# Lunker Smallies on Woodcock



## mo65 (Aug 5, 2011)

We were using big spinnerbaits hoping for a musky but the smallies were on fire.


----------



## ducman491 (Oct 31, 2011)

Nice!


----------



## mo65 (Aug 5, 2011)

ducman491 said:


> Nice!


Thanks ducman!


----------



## SMBHooker (Jan 3, 2008)

Alright, some good looking Bronze. They love the spinnerbait.


----------



## ToadCode00 (May 30, 2015)

The gamest fish in freshwater. Toad smallies trump all.


----------



## NCbassattack (May 5, 2014)

NICE!!!!!!!!!!!! Love me some bruiser smallies!
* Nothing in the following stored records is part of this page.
PR #703, opened 2022-07-09
Swap ABILITY_1 and ABILITY_2 in base data

etdv-thevoid:
These changes address the following comment noted in `data/trainers/parties.asm`:

> TODO: swap ABILITY_1 and ABILITY_2 in base data as need so that ABILITY_1 is the better one for default NPCs (e.g. NPCs should have Sturdy when possible)


Rangi42:
Thanks, but that's outdated. The recent plan is to set ability 1 or 2 for plain NPC trainer mons, in such a way that they're roughly evenly distributed, in a deterministic way (no Random calls). Example: hash the NPC's name and the mon's species together.

PR #709, opened 2022-07-20
Fix transparency on Pokeballs

Dev727:
As to not mess up the animation constants, I added the new one and everything associated with it to the end of all the lists.
This also utilizes the GREEN palette and uses the Pokeball RGB values to keep a pure white image.

One thing to note is that the Master Ball animation currently is reduced to 4 sparkles as 8 will be 2 too many.

I will eventually look into adjusting the animation itself and get a 6 sparkle variant working.


Rangi42 (approved):
This looks good, thank you!

Rangi42:
It doesn't seem to actually do anything: Poké Balls still appear transparent, there are no new bg sprites in the debugger.

Be sure to test with a two-color ball like Great/Ultra/Master, since Poké Balls already have opaque white as one of their two colors.

image

image

PR #715, opened 2022-07-21
Fix GFX Value

Dev727:
I can't count, and I forgot to pull updates earlier...

This should fix it though.


Rangi42:
Thanks again! PC should switch to using GFX constants for those.

PR #716, opened 2022-07-21
Swap to GFX constants

Dev727:
Swapped objects.asm from values to constants.

Also, changed the copy palette in helpers.asm to directly load the white value from CaughtBallPals.

The copy method was just duping the ball color rather than using white.


Rangi42:
Thank you, but I did this in the `9bit` branch: https://github.com/Rangi42/polishedcrystal/commit/97bb3f46719c9d9776869be4581eecf5ce4a0cf5 (it's where most of the work is going on, and will be merged into `master` Soon)

Issue #69, opened 2026-08-31
Restore-Packages.ps1 reports a MAX_PATH failure as a missing file, and leaves a partial package folder behind


JojoEffect:
`Restore-Packages.ps1` reports a MAX_PATH failure as "part of the path could not be found", which reads as a missing file

## What is wrong

`scripts\Restore-Packages.ps1` copies each package folder out of the local NuGet cache with

```powershell
Copy-Item -Path $cachePath -Destination $destPath -Recurse
```

When the destination exceeds Windows' 260-character path limit, `Copy-Item` fails with a `DirectoryNotFoundException` naming a file it was in the middle of writing. Nothing in the message mentions path length, and the file it names does not exist *because the copy is what would have created it* — so it reads as a corrupt or incomplete NuGet cache, which is a different problem with a different fix.

## Reproduction

Create a checkout whose path is long enough that `<root>\packages\nanoFramework.CoreLibrary.1.17.11\nanoframework.corelibrary.1.17.11.nupkg.sha512` exceeds 260 characters, and run the script. Observed (German MSBuild/PowerShell locale on this machine):

```
Copy-Item : Ein Teil des Pfades "...\packages\nanoFramework.CoreLibrary.1.17.11\nanoframework.corelibrary.1.17.11.nupkg.sha512" konnte nicht gefunden werden.
In ...\scripts\Restore-Packages.ps1:71 Zeichen:13
+             Copy-Item -Path $cachePath -Destination $destPath -Recurs ...
    + CategoryInfo          : WriteError: (nanoframework.c...11.nupkg.sha512:FileInfo) [Copy-Item], DirectoryNotFoundException
```

The failing path was 266 characters. The same checkout, moved to a shorter path, restores all 29 packages in 1.6s.

## Why it matters even though worktrees are shallow

The repo's own worktrees sit at `.claude\worktrees\<name>`, which is short enough. But the repository root is wherever the user cloned it, and the deepest path the restore has to write is roughly `<root>` + 100 characters (the package folder name is repeated inside it as the `.nupkg.sha512` filename). Roughly 155 characters of room for the checkout path is not a lot on Windows, and the failure it produces points at the wrong cause.

There is also a second, unrelated trigger for the same misreading: `Copy-Item -Recurse` failing partway through leaves a half-copied `packages\<Id>.<Version>\` folder behind, and the script's own already-present check is `Test-Path $destPath` — so the *next* run skips that package as restored when it is not.

## What closing it would look like

[...]

PR #87, opened 2026-09-02
fix(scripts): resolve the test adapter by reference and prune packages\

### LINKED ISSUE #78: Restore-Packages.ps1 aborts on a packages.config with no <package> children
`Restore-Packages.ps1` reads each config's packages with a property access:

```powershell
[xml]$xml = Get-Content $config.FullName
foreach ($package in $xml.packages.package) {
```

Under `Set-StrictMode -Version Latest`, which the script sets at the top, `$xml.packages.package` **throws** when the `<packages>` element has no `<package>` children — the property does not exist on that object. `$ErrorActionPreference` is `Stop`, so the restore aborts on that file rather than skipping it.

`Test-Setup.ps1` already hit this and guards against it, with a comment saying exactly why:

> XPath rather than `$xml.packages.package`: under `Set-StrictMode -Version Latest` the property access throws on a `packages.config` with no `<package>` children, which would abort the whole preflight. `SelectNodes` just returns an empty list.

`Restore-Packages.ps1` is the other reader of these files and did not get that treatment — the same asymmetry as #68, in the same pair of scripts.

## Reproduction

Point the script at a checkout containing a `packages.config` whose root element is empty:

```
<packages></packages>
```

Observed (Windows PowerShell 5.1, German diagnostics on this machine):

```
Restoring packages referenced by 2 packages.config file(s)...
Restore-Packages.ps1 : Die Eigenschaft "package" wurde für dieses Objekt nicht gefunden.
    + FullyQualifiedErrorId : PropertyNotFoundStrict,Restore-Packages.ps1
```

The script exits without restoring anything, and without naming the file it choked on.

## Impact

Latent today: every `packages.config` in this repo currently declares at least one package, so nothing triggers it. It becomes reachable the moment a project is added with its dependencies stripped, or a config is hand-edited down to nothing while pinning versions — which is exactly the workflow the script's own documentation names as a reason to run it. The failure is loud but misleading: it reads as a script defect rather than "this config is empty".

Found while fixing #68 (PR #77), where a synthetic fixture with empty configs reproduced it. Not fixed there, to keep that diff to the glob it was about.

## What closing it would look like

Match `Test-Setup.ps1`: read the packages with `$xml.SelectNodes('/packages/package')`, which returns an empty list rather than throwing. Both scripts then parse these files the same way, as they now glob for them the same way.

### LINKED ISSUE #79: packages\ is never pruned, and the test adapter is picked by sort order rather than by reference

JojoEffect:
Closes #79. Closes #78 — folded in rather than filed alongside, because both halves of #79 need the same parse and fixing it twice was the alternative (the reasoning is in [#79's own comment](https://github.com/JojoEffect/SmartHome/issues/79#issuecomment-5498612053)).

## What was wrong

`Get-NanoFrameworkTestAdapterDir` resolved the unit-test adapter by taking the **highest-sorting** `nanoFramework.TestAdapter.dll` anywhere under `packages\`. That sort is textual, so it is not a version order, and nothing has ever pruned `packages\` — `Restore-Packages.ps1` only ever added to it. So an ordinary version bump leaves the previous version's folder behind and the suite can run against an adapter this checkout does not reference.

Measured on the main checkout while working this: **61 folders present, 29 versions referenced, 32 stale.**

Reproduced rather than argued. With `nanoFramework.TestFramework.3.0.9` planted beside the referenced `3.0.80`, on the same `packages\`, side by side:

```
old resolver would pick: ...\packages\nanoFramework.TestFramework.3.0.9\build
new resolver picks:      ...\packages\nanoFramework.TestFramework.3.0.80\lib\net48
```

`CLAUDE.md` records what that class of mismatch costs — the `NFUnitTest` rename produced a green `vstest` run that executed nothing, unnoticed for three commits — so the failure mode to design against is "picked something", not "picked nothing".

## What changed

**One parse, shared (`scripts\Common.ps1`).** `Get-SmartHomeReferencedPackage` returns one record per distinct reference (`Id`, `Version`, `Name`, expected `Path`). `Restore-Packages.ps1` and `Test-Setup.ps1` computed that set separately, differing only in the XML access — and that difference *was* #78: `$xml.packages.package` throws under `Set-StrictMode -Version Latest` on a `packages.config` whose `<packages>` has no `<package>` children, aborting the restore without naming the file. The preflight had already been given XPath for exactly that reason. Both ends of the same reproduction, run against this branch:

```
old parse threw: Die Eigenschaft "package" wurde für dieses Objekt nicht gefunden.
new: "Restoring 1 package(s) referenced by this checkout..."  (the real reference beside the empty config is read)
```

The same reasoning one level down: attributes are read with `GetAttribute` rather than as properties, so a `<package>` missing an `id` or a `version` is warned about and skipped instead of throwing — never silently, because a dropped reference is a package that then looks restored to everything downstream.

**Resolve by reference, not by sort.** `Get-NanoFrameworkTestAdapterDir` now demands the `nanoFramework.TestFramework` version the checkout declares. It returns `$null` — which both callers already treat as "cannot run the unit tests" — with a warning naming which of three reasons it is: the referenced version is not restored, nothing references the framework at all, or two projects reference different versions. It deliberately does **not** fall back to a restored version nothing references; that fallback is the thing that made it lie. `Test-Setup.ps1` silences the warning and builds its row from the same list, so the preflight table stays a table.

**Prune.** `Restore-Packages.ps1` ends every run with a one-line count of the `packages\` folders nothing references. `-Prune` removes them; `-Prune -WhatIf` lists them without touching anything. Off by default because the script is called unattended by `Initialize-Worktree.ps1`, which asked for a checkout to be filled in, not for anything to be deleted. It **refuses** to prune when the checkout references nothing at all — the complement of an empty reference set is the whole folder, and that is a broken checkout rather than a clean one.

The set difference lives in `Get-SmartHomeUnreferencedPackageDir`, which takes the referenced records as a parameter rather than a repo root: the caller already has them, and a destructive step that depends only on its arguments can be proved at a desk. That is the same seam #86 argued for, applied to the one block in this change that deletes things.

`Restore-Packages.ps1`'s "already present" count is now a count of packages rather than of mentions — 29, not 130, for this repository's 14 configs.

## Verification

**Desk — `.\scripts\Run-ScriptTests.ps1`: 130 passed, 0 failed in ~7s** (113 before this change, so +17 cases). No device, no broker, nothing installed.

The case that pinned the lexical sort is **inverted rather than deleted** — same fixture, `3.0.9` and `3.0.80` both restored, and now the referenced version wins. Alongside it: refusing to guess between two referenced versions, refusing to fall back to a restored version nothing references, and the `#78` empty-`<packages>` case.

**Hardware — `.\scripts\Run-Tests.ps1` on the ESP32: 55 of 55 executed, 55 passed, exit 0.** That is the claim the desk tests cannot make: the adapter resolved by reference is one `vstest.console` actually loads and runs tests through.

```
Adapter: ...\packages\nanoFramework.TestFramework.3.0.80\lib\net48
Results: 55 passed, 0 failed, 55 of 55 executed.
Tests passed on real hardware.
```

**Virtual — `.\scripts\Run-Tests.ps1 -RunSettings nano.ci.runsettings`: 55 of 55 executed, exit 0**, same adapter path. This is the path CI takes.

Also exercised by hand on real checkouts, not only on fixtures: the restore into a fresh worktree (29 packages), the report line, `-Prune -WhatIf`, `-Prune` removing exactly the two planted stale folders and keeping the referenced ones, the preflight's OK row, and its FAIL row with the referenced version renamed away (`nanoFramework.TestFramework 3.0.80 referenced, its adapter not in packages\`). The refuse-to-prune guard was exercised in a throwaway checkout that references nothing: exit 1, both folders still there.

**The device now carries the unit-test assembly**, not `MqttReconnectCheck` and not RoomSensor. Redeploy RoomSensor when it should go back to its real job.

## Not in this change

- One stale comment corrected in passing, in a file this diff rewrites anyway: `Restore-Packages.ps1`'s exit-code note named `Run-IntegrationTests.ps1` and `Start-DevEnv.ps1` as its callers. Neither invokes it; `Initialize-Worktree.ps1` is the only script that does (`grep` over `scripts\`). Not filed as an issue — it is two wrong script names in a comment three lines from new ones.
- No prune row was added to `Test-Setup.ps1`. It would `WARN` on 32 folders for everyone until they prune, and the preflight is meant to be actionable.


JojoEffect:
CI green on the hosted runner, with the counts rather than a bare exit code — a step that passes having run nothing is this repository's recurring failure:

```
Run host-side script tests        130 passed, 0 failed in 29.1s
Run unit tests on the virtual device
  Adapter: D:\a\SmartHome\SmartHome\packages\nanoFramework.TestFramework.3.0.80\lib\net48
  Results: 55 passed, 0 failed, 55 of 55 executed.
```

Worth being precise about what that second line does and does not prove. CI restores with `nuget restore SmartHome.sln` onto a fresh runner, so `packages\` holds only the referenced versions and the old sort-order resolver would have picked the same folder there. The fix itself is proved by the desk cases and by the local run with `3.0.9` planted beside `3.0.80`; this run confirms the new path resolves and executes on a machine that is not mine.

JojoEffect:
`/code-review high --fix` over `906c799`. Five findings, **all five applied** in `d4ac528`.

Correction to that commit's own message, which is wrong about this and cannot be fixed without rewriting a pushed branch: it says "five findings, four of them applied" and names a fifth about `Remove-Item` failing partway through a `-Prune`. That was considered during the review and deliberately *not* reported as a finding — a partial prune of folders that are all unreferenced is harmless and the abort is loud — so the correct count is five reported, five applied. The `Remove-Item` behaviour is unchanged either way, so nothing in the diff turns on it.

The two that were real defects rather than wording:

**1. `-WhatIf` reported a restore it did not make.** `SupportsShouldProcess` applies to the whole script, not only to `-Prune`, so `Copy-Item` was suppressed while the loop still counted it. Measured on a checkout whose `packages\` was missing both its references:

```
  restored: nanoFramework.CoreLibrary.1.17.11
  restored: nanoFramework.M2Mqtt.5.1.221
0 already present, 2 restored from local NuGet cache.
All referenced packages are available.
exit=0
packages\ folders actually on disk afterwards: nanoFramework.M2Mqtt.5.1.146
```

Nothing had been restored. `-Prune -WhatIf`, the run the docstring recommends, was the run that produced it. Now:

```
0 already present; -WhatIf, so nothing was restored.
-WhatIf: every referenced package was located, and nothing was written.
```

**2. The adapter row could abort the whole preflight.** `Get-NanoFrameworkTestAdapterDir` had started globbing every `packages.config` in the checkout, and `Test-Setup.ps1` called it without the `-ErrorAction SilentlyContinue` it passes for the `packages\` row two blocks above. A subtree the enumerator cannot read — a denied folder, a junction loop, a `packages\` path over MAX_PATH (#69 records that failure in this exact folder) — would raise a non-terminating error that `$ErrorActionPreference = 'Stop'` turns terminating, killing the preflight before it printed its table. That is precisely the "report rather than abort" contract the script's own docstring states.

Same finding measured as an efficiency one: the preflight had gone from one recursive glob of the checkout to three, and one pass over the main checkout costs ~2.4s (it covers `packages\` and every linked worktree's source tree).

Both fixed by the same seam `Get-SmartHomeUnreferencedPackageDir` already uses — take the list as a parameter. `Get-SmartHomeReferencedPackage` gained `-Config`, `Get-NanoFrameworkTestAdapterDir` gained `-ReferencedPackage`; omitting either globs exactly as before, and `Test-Setup.ps1` is back to one glob.

The remaining three were accuracy, not behaviour: a comment justifying case-insensitive folder matching with the NuGet *cache*'s lowercase layout rather than anything ever seen in `packages\`, and a `-Because` that counted configs where it meant references.

**134 desk cases, 0 failed** (130 before), including both the handed-over and the glob-for-itself path of each new parameter. `Restore-Packages.ps1`, `Test-Setup.ps1` (16 rows, all OK) and the resolver re-run by hand on the real checkout after the change; the adapter still resolves to `packages\nanoFramework.TestFramework.3.0.80\lib\net48`, byte-identical to what the hardware run exercised, so that run was not repeated.

PR #92, opened 2026-09-02
refactor(tests): lift the conformance attribute check out of its closure

JojoEffect:
First slice of #84 — deliberately that slice only. The issue names it as the thing to do first
because it is what decides whether the conformance assertions can ever be covered.

## What was wrong

`Test-Attribute` was defined *inside* `Measure-HomieConformance` and closed over that scope's
`$snapshot`, which the `/set` round-trip reassigns further down the same function. Every call
happened before that reassignment, so no assertion was ever measured against the wrong store —
but that was a property of where in a 500-line function the calls were written rather than of
anything the code said. And it could not be called from a test at all, which is why the largest
verdict function in the repository, and the one with two prior defects that passed while lying
(#34, #36), had no host-side coverage of any kind.

## What changed

`Get-AttributeFailure`, at file scope, taking the snapshot as a parameter and *returning* what is
wrong with the attribute instead of appending to a list it can only see from an enclosing scope.

The 19 call sites collect with `$script:conformanceFailures += …`, which is the idiom every other
assertion in that function already uses. The attribute assertions were the only ones hiding their
append inside a closure, so this is a consistency gain rather than added noise.

Renamed on the way out: a `Test-` verb returning strings reads as a boolean predicate.
`Get-CatalogValidationError` is the file's precedent for "returns what is wrong". Three comments
elsewhere in the file that named `Test-Attribute` were updated with it.

Behaviour is unchanged. The early return on a missing topic, the retain-flag check, the payload
comparison and `-AnyValue`'s meaning are all as they were.

## Tests

11 new cases in `scripts\tests\RunIntegrationTests.Tests.ps1`, built on the real
`ConvertTo-HomieSnapshot` rather than hand-rolled hashtables so a change to the entry shape breaks
them instead of leaving them asserting against a shape the capture no longer produces:

- a clean attribute reports nothing
- a missing topic is reported, and nothing further is asserted about it
- an attribute the broker did not replay as retained
- a payload mismatch, naming both values
- both faults of one attribute reported together rather than the first
- `-AnyValue` skips the payload comparison, still asserts the retain flag, still reports a missing topic
- the snapshot read is the one passed in, not one the caller happens to have in scope
- a clean attribute appends nothing to a caller's `+=`

The snapshot case was checked to be load-bearing by deleting the `-Snapshot` parameter: it is the
case that then fails. Worth recording that a smaller mutation — lowercasing `$Snapshot` to
`$snapshot` in the body — does **not** fail, because PowerShell variable names are case-insensitive
and it still binds to the parameter. The test's comment says so rather than claiming a mechanism
it does not have.

`.claude\skills\smarthome-script-tests\SKILL.md` records the new coverage and that this is the
first piece of the conformance verdict covered at all.

## Verification

**Desk:** `Run-ScriptTests.ps1` — **157 passed, 0 failed** (was 146 on `origin/main`).

**Hardware:** the full integration suite on the ESP32 on COM3 with a local Mosquitto —
**all 5 PASS, 200s**.

| Test | Result | Time |
|---|---|---|
| WifiCheck | PASS | 26s |
| MqttCheck | PASS | 23s |
| Bmp280Check | PASS | 25s |
| **HomieClientCheck** | **PASS** | 71s |
| MqttReconnectCheck | PASS | 55s |

`HomieClientCheck` is the one that matters here: 53 topics in the retained store, and every
rewritten call site produced a clean verdict — "attributes, datatypes, retained flags, /set
round-trip, refused out-of-format payloads, alert/sleeping, a refused transition and re-announce
all conform". Phase breakdown was normal (announce 10.1s, `/set` 3.8s, out-of-format 4.3s,
lifecycle 17.8s, re-announce 13.8s).

The device is left on `SmartHome.IntegrationTests.MqttReconnectCheck`, as a suite run always leaves
it. Redeploy RoomSensor when it should go back to its real job.

## Filed, not fixed here

Extracting the function put its comparisons under a lens: both the topic lookup and the payload
comparison are case-insensitive, so a device publishing `$state` as `READY` passes an assertion
that wants `ready`, and two topics differing only in case collapse to one snapshot entry. Measured
against the shipped function, not reasoned about. Pre-existing and out of this slice's scope, so
it is an issue rather than a rider on this diff.

## Not in this change

The rest of #84 — `Start-HomieCapture`/`Stop-HomieCapture`, `Wait-ForRetainedValue`,
`Test-DeviceConstant`, the log-reading half of `Invoke-BrokerOutageCheck` — needs the scripted
fake-subscriber technique and is its own project. #84 stays open.

One item of #84 is now moot rather than done: the `Clear-SmartHomeDeployState` temp-directory seam
it asks for went away with the whole deploy record in #91. Noted on the issue.

Part of #84.

### DIFF
--- a/.claude/skills/smarthome-script-tests/SKILL.md
+++ b/.claude/skills/smarthome-script-tests/SKILL.md
@@ -26,14 +26,19 @@ Useful switches:
 
 `scripts\` decides what the integration suite reports, and it is the half of the suite a desk can
 exercise: `Get-CatalogValidationError`, `ConvertFrom-HomieCaptureLine`, `ConvertTo-HomieSnapshot`,
-`Get-HomieLivePayloads`, `Wait-ForAnnounceWitnessed`, `Get-SubscriberLogLineCount`, plus
-`Common.ps1`'s path globs, dev-environment state and the deployment-geometry parse the deploy
-cross-checks its flash address against.
+`Get-HomieLivePayloads`, `Get-AttributeFailure`, `Wait-ForAnnounceWitnessed`,
+`Get-SubscriberLogLineCount`, plus `Common.ps1`'s path globs, dev-environment state and the
+deployment-geometry parse the deploy cross-checks its flash address against.
 
 It does **not** cover anything that needs a broker, a subscriber process or the device —
 `Start-HomieCapture`'s connect wait, `Invoke-BrokerOutageCheck`, `Invoke-HomieConformanceCheck`.
 Those still need `Run-IntegrationTests.ps1` on real hardware. Running this suite is not a
 substitute for saying what was verified on hardware in a pull request.
+
+`Get-AttributeFailure` is the first piece of the conformance verdict that is covered here at all.
+It was nested inside `Measure-HomieConformance` and closed over that scope's snapshot until issue
+#84 gave it the snapshot as a parameter; the rest of that function still needs a device, and the
+uncovered remainder is what #84 tracks.
 
 ## Adding a test
 
--- a/.claude/skills/smarthome-script-tests/SKILL.md
+++ b/.claude/skills/smarthome-script-tests/SKILL.md
@@ -26,18 +26,20 @@ Useful switches:
 
 `scripts\` decides what the integration suite reports, and it is the half of the suite a desk can
 exercise: `Get-CatalogValidationError`, `ConvertFrom-HomieCaptureLine`, `ConvertTo-HomieSnapshot`,
-`Get-HomieLivePayloads`, `Get-AttributeFailure`, `Wait-ForAnnounceWitnessed`,
-`Get-SubscriberLogLineCount`, plus `Common.ps1`'s path globs, dev-environment state and the
-deployment-geometry parse the deploy cross-checks its flash address against.
+`Get-HomieLivePayloads`, `Get-AttributeFailure`, `Get-ConformanceCaptureSeconds`,
+`Wait-ForAnnounceWitnessed`, `Get-SubscriberLogLineCount`, plus `Common.ps1`'s path globs,
+dev-environment state and the deployment-geometry parse the deploy cross-checks its flash
+address against.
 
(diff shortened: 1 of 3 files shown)


JojoEffect:
`/code-review high --fix` pass over this branch. Three findings, two fixed in `98f84d3`, one filed.

**Fixed — the missing-topic early return was described wrongly.** The test comment said that
without it "the payload comparison would run against a null entry and report a second failure".
It would not: this file runs under `Set-StrictMode -Version Latest`, where
`$Snapshot[$absent].Retained` throws `PropertyNotFoundException`. Checked, not assumed. So the
return is a crash guard, and calling it a tidier of messages is an invitation to fold it away —
which would take a device missing one attribute and turn it into a conformance run that dies with
no verdict. The reason now sits both in the test and next to the guard itself, and the case
asserts the failure's content rather than only that there is one of it.

**Fixed — the skill overstated what this covers.** It claimed `Get-AttributeFailure` was the first
piece of the conformance verdict covered at all. `Get-ConformanceCaptureSeconds` and the lifecycle
table already were, and the skill's own coverage list had simply omitted them. Narrowed to what is
true — the first *assertion* inside `Measure-HomieConformance` — and the list now names them.

**Filed, not fixed — #94.** `-AnyValue` and `-Expected` are mutually exclusive in meaning but not
in binding, so `-AnyValue -Expected 'ready'` is accepted and the payload comparison is silently
skipped. Latent: no call site does it. Not fixed here because two parameter sets is a *binding*
change, the 19 call sites are not exercised by the desk suite, and a set that binds wrongly at one
of them would be desk-green and only surface on a hardware run — which would have quietly
invalidated this PR's 5/5 verification for a hazard with no current caller. #94 says to fold it
into whichever change next takes this file to hardware.

Host-side suite after the fixes: **157 passed, 0 failed**. No production behaviour changed by
`98f84d3` — comments, one strengthened test assertion, and the skill.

My personal best for a smallmouth is 4 and a half pounds, caught several around that weight.


----------



## polebender (Oct 29, 2011)

Great job! You guys definitely got into some nice smallies! Did you get a new boat? Congrats on your catches!


----------



## laynhardwood (Dec 27, 2009)

Looks like fun


----------



## Buick Riviera (Jul 15, 2007)

That's what I'm talking about! Nice smallies.


----------



## FishThis (Sep 2, 2005)

Great soundtrack!! Blackberry Smoke Rocks!!


----------